Available records:
PR #905, opened 2022-06-28
IGNITE-17091: Implement status command

PakhomovAlexander:
https://issues.apache.org/jira/browse/IGNITE-17091


modules/cli/src/main/java/org/apache/ignite/cli/commands/node/status/NodeStatusSubCommand.java
```diff
@@ -0,0 +1,63 @@
...
+@Singleton
+public class NodeStatusSubCommand extends BaseCommand implements Callable<Integer> {
+
+    /**
+     * Node url option.
+     */
+    @SuppressWarnings("PMD.UnusedPrivateField")
+    @Option(
+            names = {"--node-url"}, description = "Url to node.",
+            descriptionKey = "ignite.node-url", defaultValue = "http://localhost:10300"
```
Pochatkin, line 45: Default value not needed anymore after IGNITE-17130

modules/cli/src/main/java/org/apache/ignite/cli/call/cluster/status/ClusterStatusCall.java
```diff
@@ -0,0 +1,81 @@
...
+        IgnitePaths paths = cliPathsCfgLdr.loadIgnitePathsOrThrowError();
+        ClusterStatusBuilder clusterStatusBuilder = ClusterStatus.builder()
+                .nodeCount(nodeManager.getRunningNodes(paths.logDir, paths.cliPidsDir()).size());
+
+        try {
+            ClusterState clusterState = fetchClusterState(input.getClusterUrl());
+            clusterStatusBuilder
+                    .initialized(true)
+                    .name(clusterState.getClusterTag().getClusterName())
+                    .cmgNodes(clusterState.getCmgNodes());
```
Pochatkin, line 64: As I see from org.apache.ignite.internal.cluster.management.rest.ClusterManagementController.clusterState clusterState can be null. NPE possible here. But moreover I think that return null as value from REST call its bad practice. Please do not add null check here, better change sematic of org.apache.ignite.internal.cluster.management.rest.ClusterManagementController.clusterState to not return null as value.

Pochatkin (changes requested):

modules/cli/src/main/java/org/apache/ignite/cli/commands/node/status/NodeStatusSubCommand.java
PakhomovAlexander: in case IGNITE-17130 is merged, I wil rebase

modules/node-management/pom.xml
```diff
@@ -0,0 +1,156 @@
+<?xml version="1.0" encoding="UTF-8"?>
```
kgusakov, line 1: It looks like it is not 'node-management' module, but just module with rest controller and some interfaces for it. Actual node management is doing under 'runner' module. 
If we create the separate top-level module for this kind of job - I fear we will be drowned in one-controller modules and become the REST factory instead of database :)

I agree, that maybe the runner is not the best place for it, but at the moment it is the real place where node lifecycle manages.

Maybe, if we have other controllers (which can't be placed in any existent modules), we'll should return to this topic and maybe create the separate place or package inside current 'rest*' modules. WDYT?

kgusakov (changes requested):

modules/node-management/pom.xml
PakhomovAlexander: The problem here is that `rest` module should know about `NodeManagementController` in order to generate the openapi specification at compile time. `NodeManagementController` depends on `LifecycleManager` from `runner` module.  And `runner` depends on `rest` module. Here is a cyclic dependency. So, I've added `node-management` in order to move all REST-related stuff out of `runner` module and solve the cyclic dependency problem. 

Your comment makes sense and I think there is a couple of ways we could go:
- choose a better name for the new module and/or move it under /rest/ path (make it a submodule of rest)
- move all stuff from `node-management` back to `runner` and try to solve the compile-time dependency between `runner` and `rest` in a different way. 

Any thoughts?

modules/cli/src/main/java/org/apache/ignite/cli/call/cluster/status/ClusterStatusCall.java
```diff
@@ -0,0 +1,82 @@
...
+                    .metadataStorageNodes(clusterState.getMsNodes())
+                    .cmgNodes(clusterState.getCmgNodes());
+        } catch (ApiException e) {
+            if (e.getCode() == 404) { // NOT_FOUND means the cluster is not initialized yet
+                clusterStatusBuilder.initialized(false);
+            } else {
+                return DefaultCallOutput.failure(new IgniteCliApiException(e, input.getClusterUrl()));
+            }
+        } catch (IllegalArgumentException e) {
+            clusterStatusBuilder.initialized(false);
```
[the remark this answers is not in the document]
PakhomovAlexander: Good note, I suppose this was added by mistake. REST client throws `ApiExeption` and that's enough.

kgusakov (approved):

PR #908, opened 2022-06-29
IGNITE-17198 Minimal implementation of pure in-memory storage (with in-memory RAFT)

rpuch:
https://issues.apache.org/jira/browse/IGNITE-17198

### DIFF
--- a/.idea/codeStyles/codeStyleConfig.xml
+++ b/.idea/codeStyles/codeStyleConfig.xml
@@ -1,5 +1,5 @@
 <component name="ProjectCodeStyleConfiguration">
   <state>
-    <option name="PREFERRED_PROJECT_CODE_STYLE" value="Ignite 3" />
+    <option name="PREFERRED_PROJECT_CODE_STYLE" value="GoogleStyle" />
   </state>
 </component>
--- a/.idea/codeStyles/codeStyleConfig.xml
+++ b/.idea/codeStyles/codeStyleConfig.xml
@@ -1,5 +1,5 @@
 <component name="ProjectCodeStyleConfiguration">
   <state>
-    <option name="PREFERRED_PROJECT_CODE_STYLE" value="GoogleStyle" />
+    <option name="PREFERRED_PROJECT_CODE_STYLE" value="Ignite 3" />
   </state>
 </component>
--- a/modules/raft/src/integrationTest/java/org/apache/ignite/internal/raft/ItLozaTest.java
+++ b/modules/raft/src/integrationTest/java/org/apache/ignite/internal/raft/ItLozaTest.java
@@ -33,6 +33,7 @@ import java.nio.file.Path;
 import java.util.List;
 import java.util.concurrent.CompletableFuture;
 import java.util.concurrent.TimeUnit;
+import org.apache.ignite.internal.raft.server.RaftGroupOptions;
 import org.apache.ignite.internal.testframework.WorkDirectory;
 import org.apache.ignite.internal.testframework.WorkDirectoryExtension;
 import org.apache.ignite.network.ClusterNode;
@@ -66,7 +67,7 @@ public class ItLozaTest {
      */
     private RaftGroupService startClient(String groupId, ClusterNode node, Loza loza) throws Exception {
         return loza.prepareRaftGroup(groupId,
-                List.of(node), () -> mock(RaftGroupListener.class)
+                List.of(node), () -> mock(RaftGroupListener.class), RaftGroupOptions.defaults()
         ).get(10, TimeUnit.SECONDS);
     }
 
--- a/modules/raft/src/integrationTest/java/org/apache/ignite/internal/raft/ItLozaTest.java
+++ b/modules/raft/src/integrationTest/java/org/apache/ignite/internal/raft/ItLozaTest.java
@@ -34,7 +34,6 @@ import java.nio.file.Path;
 import java.util.List;
 import java.util.concurrent.CompletableFuture;
 import java.util.concurrent.TimeUnit;
-import org.apache.ignite.internal.raft.server.RaftGroupOptions;
 import org.apache.ignite.internal.testframework.WorkDirectory;
 import org.apache.ignite.internal.testframework.WorkDirectoryExtension;
 import org.apache.ignite.network.ClusterNode;
--- a/modules/raft/src/integrationTest/java/org/apache/ignite/internal/raft/ItLozaTest.java
+++ b/modules/raft/src/integrationTest/java/org/apache/ignite/internal/raft/ItLozaTest.java
@@ -17,6 +17,7 @@
 
 package org.apache.ignite.internal.raft;
 
+import static org.apache.ignite.internal.raft.server.RaftGroupOptions.defaults;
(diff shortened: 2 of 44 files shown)


modules/raft/src/main/java/org/apache/ignite/internal/raft/server/RaftGroupOptions.java
```diff
@@ -0,0 +1,52 @@
...
+ * limitations under the License.
+ */
+
+package org.apache.ignite.internal.raft.server;
+
+/**
+ * Options specific to a Raft group that is being started.
+ */
+public class RaftGroupOptions {
+    private final boolean volatileStores;
```
SammyVimes, line 24: I always forget: we can omit comments for private members, right?

modules/raft/src/main/java/org/apache/ignite/raft/jraft/core/VolatileJRaftServiceFactory.java
```diff
@@ -0,0 +1,63 @@
...
+
+        return new LocalSnapshotStorage(uri, raftOptions);
+    }
+
+    @Override public RaftMetaStorage createRaftMetaStorage(final String uri, final RaftOptions raftOptions) {
+        return new VolatileRaftMetaStorage();
+    }
+
+    @Override public LogEntryCodecFactory createLogEntryCodecFactory() {
+        return LogEntryV1CodecFactory.getInstance();
```
SammyVimes, line 57: Probably should be default or something. I don't see that we are ever going to use different codecs (probably just the implementation of this one)

modules/raft/src/main/java/org/apache/ignite/raft/jraft/storage/impl/VolatileRaftMetaStorage.java
```diff
@@ -0,0 +1,75 @@
...
+package org.apache.ignite.raft.jraft.storage.impl;
+
+import org.apache.ignite.raft.jraft.entity.PeerId;
+import org.apache.ignite.raft.jraft.option.RaftMetaStorageOptions;
+import org.apache.ignite.raft.jraft.storage.RaftMetaStorage;
+import org.apache.ignite.raft.jraft.storage.VolatileStorage;
+
+/**
+ * Volatile (in-memory) implementation of {@link RaftMetaStorage}. Used for Raft groups storing partition data of
+ * volatile (in-memory) storages.
```
SammyVimes, line 27: I think this `(in-memory)` can be omitted

modules/table/src/main/java/org/apache/ignite/internal/table/distributed/TableManager.java
```diff
@@ -500,6 +502,10 @@ private void updateAssignmentInternal(ConfigurationNotificationEvent<byte[]> ass
         CompletableFuture.allOf(futures).join();
     }
 
+    private RaftGroupOptions groupOptionsForInternalTable(InternalTable internalTbl) {
+        return new RaftGroupOptions(internalTbl.storage().isVolatile());
```
SammyVimes, line 506: Is it possible that there is going to be more options inside the RaftGroupOptions? Maybe it's not a good idea to use constructor here and you already have factory methods. Maybe you can add some new method like "RaftGroupOptions#optionsForTable(isVolatile)"? Does it make sense?

SammyVimes (changes requested):
Looks good overall, just a couple of minor things

.idea/codeStyles/codeStyleConfig.xml
```diff
@@ -1,5 +1,5 @@
 <component name="ProjectCodeStyleConfiguration">
   <state>
-    <option name="PREFERRED_PROJECT_CODE_STYLE" value="GoogleStyle" />
+    <option name="PREFERRED_PROJECT_CODE_STYLE" value="Ignite 3" />
```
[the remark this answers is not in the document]
rpuch: Oops, good catch!

modules/raft/src/integrationTest/java/org/apache/ignite/internal/raft/ItLozaTest.java
```diff
@@ -66,7 +67,7 @@ public class ItLozaTest {
      */
     private RaftGroupService startClient(String groupId, ClusterNode node, Loza loza) throws Exception {
         return loza.prepareRaftGroup(groupId,
-                List.of(node), () -> mock(RaftGroupListener.class)
+                List.of(node), () -> mock(RaftGroupListener.class), RaftGroupOptions.defaults()
```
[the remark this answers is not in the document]
rpuch: I tried to import it statically in tests (to make it less verbose), but I did not import it statically in production code (to make it more visible). Now, I made all the code to conform to this rule.

WDYT?

modules/raft/src/main/java/org/apache/ignite/internal/raft/server/impl/JraftServerImpl.java
```diff
@@ -339,13 +351,20 @@ public synchronized boolean startRaftGroup(String groupId, @NotNull RaftGroupEve
...
+            nodeOptions.setRaftMetaUri(serverDataPath.resolve("meta").toString());
+        }
         nodeOptions.setSnapshotUri(serverDataPath.resolve("snapshot").toString());
 
         nodeOptions.setFsm(new DelegatingStateMachine(lsnr));
 
         nodeOptions.setRaftGrpEvtsLsnr(evLsnr);
 
+        if (groupOptions.volatileStores()) {
+            // override to volatile stores
```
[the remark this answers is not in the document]
rpuch: Sure, removed it

modules/raft/src/main/java/org/apache/ignite/internal/raft/server/RaftGroupOptions.java
```diff
@@ -0,0 +1,52 @@
...
+
+    public static RaftGroupOptions forPersistentStores() {
+        return new RaftGroupOptions(false);
+    }
+
+    public static RaftGroupOptions forVolatileStores() {
+        return new RaftGroupOptions(true);
+    }
+
+    public RaftGroupOptions(boolean volatileStores) {
```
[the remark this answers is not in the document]
rpuch: Made it private

modules/raft/src/main/java/org/apache/ignite/internal/raft/server/RaftGroupOptions.java
rpuch: In Ignite3 we can, but in this case I preferred to add Javadocs

modules/raft/src/main/java/org/apache/ignite/raft/jraft/core/VolatileJRaftServiceFactory.java
rpuch: Moved the methods' implementations to `default` methods

modules/raft/src/integrationTest/java/org/apache/ignite/internal/raft/ItLozaTest.java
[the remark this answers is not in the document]
SammyVimes: 👍

PR #913, opened 2022-07-01
IGNITE-17240 Provide an ability to configure logging backend through IgniteClient.Builder

korlov42:


ptupitsyn (commented):
Client-related changes look good to me.
However, there are many changes that are not related to the client, is that intentional?

korlov42:
These changes were made because of a [test](https://github.com/apache/ignite-3/pull/913/files#diff-19d884e5e1433125614c8ade207d111107eb5445748b1cdbf59cbdd0344cfe28R44). I've added a validation that no components in modules which the client module depends on are using static logger, otherwise configuring a logger won't make any sense. This test reveals that NamedThreadFactory which is widelly used throughout a codebase does actually use a static logger, so I've forced to rework all those places.

rpuch (approved):

modules/core/src/main/java/org/apache/ignite/internal/components/LongJvmPauseDetector.java
```diff
@@ -107,9 +105,7 @@ public void run() {
                     lastWakeUpTime = System.currentTimeMillis();
                 }
 
-                if (LOG.isDebugEnabled()) {
-                    LOG.debug(getName() + " has been started.");
-                }
+                log.debug(getName() + " has been started");
```
ygerzhedovich, line 108: should we use parameter here instead of concatenation?

parent/pom.xml
```diff
@@ -771,6 +772,18 @@
                 <scope>test</scope>
             </dependency>
 
+            <dependency>
+                <groupId>com.tngtech.archunit</groupId>
+                <artifactId>archunit</artifactId>
```
ygerzhedovich, line 777: should we use test scope for the library?

korlov42: if my understanding is correct, we use parent/pom just to declare possible dependencies and theirs versions. The scope should be defined in the child module this dep will be used

ygerzhedovich: Yes, you are right. However the lib is for testing purposes, isn't it? If so, let's say test scope here, otherwise it required to duplicate it for downstream modules

ygerzhedovich (approved):

modules/client/src/main/java/org/apache/ignite/client/IgniteClient.java
```diff
@@ -88,6 +89,8 @@ class Builder {
         /** Retry policy. */
         private RetryPolicy retryPolicy = new RetryReadPolicy();
 
+        private LoggerFactory loggerFactory;
```
AMashenkov, line 92: javadoc

AMashenkov (approved):

modules/client/src/main/java/org/apache/ignite/client/IgniteClient.java
korlov42: afaik, javdocs on a private members are not mandatory in AI3

modules/client/src/main/java/org/apache/ignite/internal/client/IgniteClientConfigurationImpl.java
```diff
@@ -69,7 +72,9 @@ public IgniteClientConfigurationImpl(
             int reconnectThrottlingRetries,
             Executor asyncContinuationExecutor,
             long heartbeatInterval,
-            RetryPolicy retryPolicy) {
+            RetryPolicy retryPolicy,
+            LoggerFactory loggerFactory
```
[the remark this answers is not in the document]
korlov42: fixed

What is being asked:
The expected output is exactly the lines of the listing above between the line holding "rpuch: Moved the" and the line holding "ygerzhedovich, line 777: should", inclusive.

Finished task:
rpuch: Moved the methods' implementations to `default` methods

modules/raft/src/integrationTest/java/org/apache/ignite/internal/raft/ItLozaTest.java
[the remark this answers is not in the document]
SammyVimes: 👍

PR #913, opened 2022-07-01
IGNITE-17240 Provide an ability to configure logging backend through IgniteClient.Builder

korlov42:


ptupitsyn (commented):
Client-related changes look good to me.
However, there are many changes that are not related to the client, is that intentional?

korlov42:
These changes were made because of a [test](https://github.com/apache/ignite-3/pull/913/files#diff-19d884e5e1433125614c8ade207d111107eb5445748b1cdbf59cbdd0344cfe28R44). I've added a validation that no components in modules which the client module depends on are using static logger, otherwise configuring a logger won't make any sense. This test reveals that NamedThreadFactory which is widelly used throughout a codebase does actually use a static logger, so I've forced to rework all those places.

rpuch (approved):

modules/core/src/main/java/org/apache/ignite/internal/components/LongJvmPauseDetector.java
```diff
@@ -107,9 +105,7 @@ public void run() {
                     lastWakeUpTime = System.currentTimeMillis();
                 }
 
-                if (LOG.isDebugEnabled()) {
-                    LOG.debug(getName() + " has been started.");
-                }
+                log.debug(getName() + " has been started");
```
ygerzhedovich, line 108: should we use parameter here instead of concatenation?

parent/pom.xml
```diff
@@ -771,6 +772,18 @@
                 <scope>test</scope>
             </dependency>
 
+            <dependency>
+                <groupId>com.tngtech.archunit</groupId>
+                <artifactId>archunit</artifactId>
```
ygerzhedovich, line 777: should we use test scope for the library?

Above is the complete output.